PROBLEM TO SOLVE:
What you give back should match the entries below character for character.

Extracted records:

+++++

PR #1872, opened 2018-11-22
Fix startup flags logic (--genesis_block & --overwrite_ledger)

igor-egorov:

### Description of the Change

This is a better implementation of #1776.

The problem is that CI needs to be able to launch `irohad` that will restore the existing state with the same set of flags as that was passed at the first launch.

The new way of launch parameters handling is implemented. All the possible cases is covered.

The new truth table is below:
image

For a better understanding of changes made in code please take a look at two execution flowcharts (old and new one).
#### Old execution flow
old_flow
#### New execution flow
new_flow

### Benefits

Nothing is changed in already exposed API.
No unexpected behavior is added.
All the combinations of three parameters (presence of blockstore, presence of new genesis_block, presence of overwrite_ledger flag) are covered.

### Possible Drawbacks 

None?

### Usage Examples or Tests

```
cmake -H. -Bbuild
cd build
make irohad_test
test_bin/irohad_test
```

### DIFF
--- a/irohad/main/irohad.cpp
+++ b/irohad/main/irohad.cpp
@@ -150,6 +150,24 @@ int main(int argc, char *argv[]) {
     return EXIT_FAILURE;
   }
 
+  /*
+   * The logic implemented below is reflected in the following truth table.
+   *
+  +------------+--------------+------------------+---------------+---------+
+  | Blockstore | New genesis  | Overwrite ledger | Genesis block | Message |
+  | presence   | block is set | flag is set      | that is used  |         |
+  +------------+--------------+------------------+---------------+---------+
+  | 0          | 1            | 0                | new           |         |
+  | 0          | 1            | 1                | new           | warning |
+  | 1          | 1            | 0                | old           | warning |
+  | 1          | 1            | 1                | new           |         |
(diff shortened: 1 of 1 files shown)


irohad/main/irohad.cpp
```diff
@@ -150,57 +150,72 @@ int main(int argc, char *argv[]) {
...
+  /// if there are any blocks in blockstore, then true
+  bool blockstore = irohad.storage->getBlockQuery()->getTopBlockHeight() != 0;
+
+  /// genesis block file is specified as launch parameter
+  bool genesis = not FLAGS_genesis_block.empty();
+
+  /// overwrite ledger flag was set as launch parameter
+  bool overwrite = FLAGS_overwrite_ledger;
+
+  if (genesis) {  // genesis block file is specified
```
kamilsa: Please put truth table from description before this if else. I believe this should help for those who will read this code

bakhtin:
Can we throw a warning when blockstore is present and overwrite ledger flag is set?

igor-egorov:
> Can we throw a warning when blockstore is present and overwrite ledger flag is set?

That is already implemented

+++++

TASK OUTPUT:
PR #1872, opened 2018-11-22
Fix startup flags logic (--genesis_block & --overwrite_ledger)

igor-egorov:

### Description of the Change

This is a better implementation of #1776.

The problem is that CI needs to be able to launch `irohad` that will restore the existing state with the same set of flags as that was passed at the first launch.

The new way of launch parameters handling is implemented. All the possible cases is covered.

The new truth table is below:
image

For a better understanding of changes made in code please take a look at two execution flowcharts (old and new one).
#### Old execution flow
old_flow
#### New execution flow
new_flow

### Benefits

Nothing is changed in already exposed API.
No unexpected behavior is added.
All the combinations of three parameters (presence of blockstore, presence of new genesis_block, presence of overwrite_ledger flag) are covered.

### Possible Drawbacks 

None?

### Usage Examples or Tests

```
cmake -H. -Bbuild
cd build
make irohad_test
test_bin/irohad_test
```

### DIFF
--- a/irohad/main/irohad.cpp
+++ b/irohad/main/irohad.cpp
@@ -150,6 +150,24 @@ int main(int argc, char *argv[]) {
     return EXIT_FAILURE;
   }
 
+  /*
+   * The logic implemented below is reflected in the following truth table.
+   *
+  +------------+--------------+------------------+---------------+---------+
+  | Blockstore | New genesis  | Overwrite ledger | Genesis block | Message |
+  | presence   | block is set | flag is set      | that is used  |         |
+  +------------+--------------+------------------+---------------+---------+
+  | 0          | 1            | 0                | new           |         |
+  | 0          | 1            | 1                | new           | warning |
+  | 1          | 1            | 0                | old           | warning |
+  | 1          | 1            | 1                | new           |         |
(diff shortened: 1 of 1 files shown)


irohad/main/irohad.cpp
```diff
@@ -150,57 +150,72 @@ int main(int argc, char *argv[]) {
...
+  /// if there are any blocks in blockstore, then true
+  bool blockstore = irohad.storage->getBlockQuery()->getTopBlockHeight() != 0;
+
+  /// genesis block file is specified as launch parameter
+  bool genesis = not FLAGS_genesis_block.empty();
+
+  /// overwrite ledger flag was set as launch parameter
+  bool overwrite = FLAGS_overwrite_ledger;
+
+  if (genesis) {  // genesis block file is specified
```
kamilsa: Please put truth table from description before this if else. I believe this should help for those who will read this code

bakhtin:
Can we throw a warning when blockstore is present and overwrite ledger flag is set?

igor-egorov:
> Can we throw a warning when blockstore is present and overwrite ledger flag is set?

That is already implemented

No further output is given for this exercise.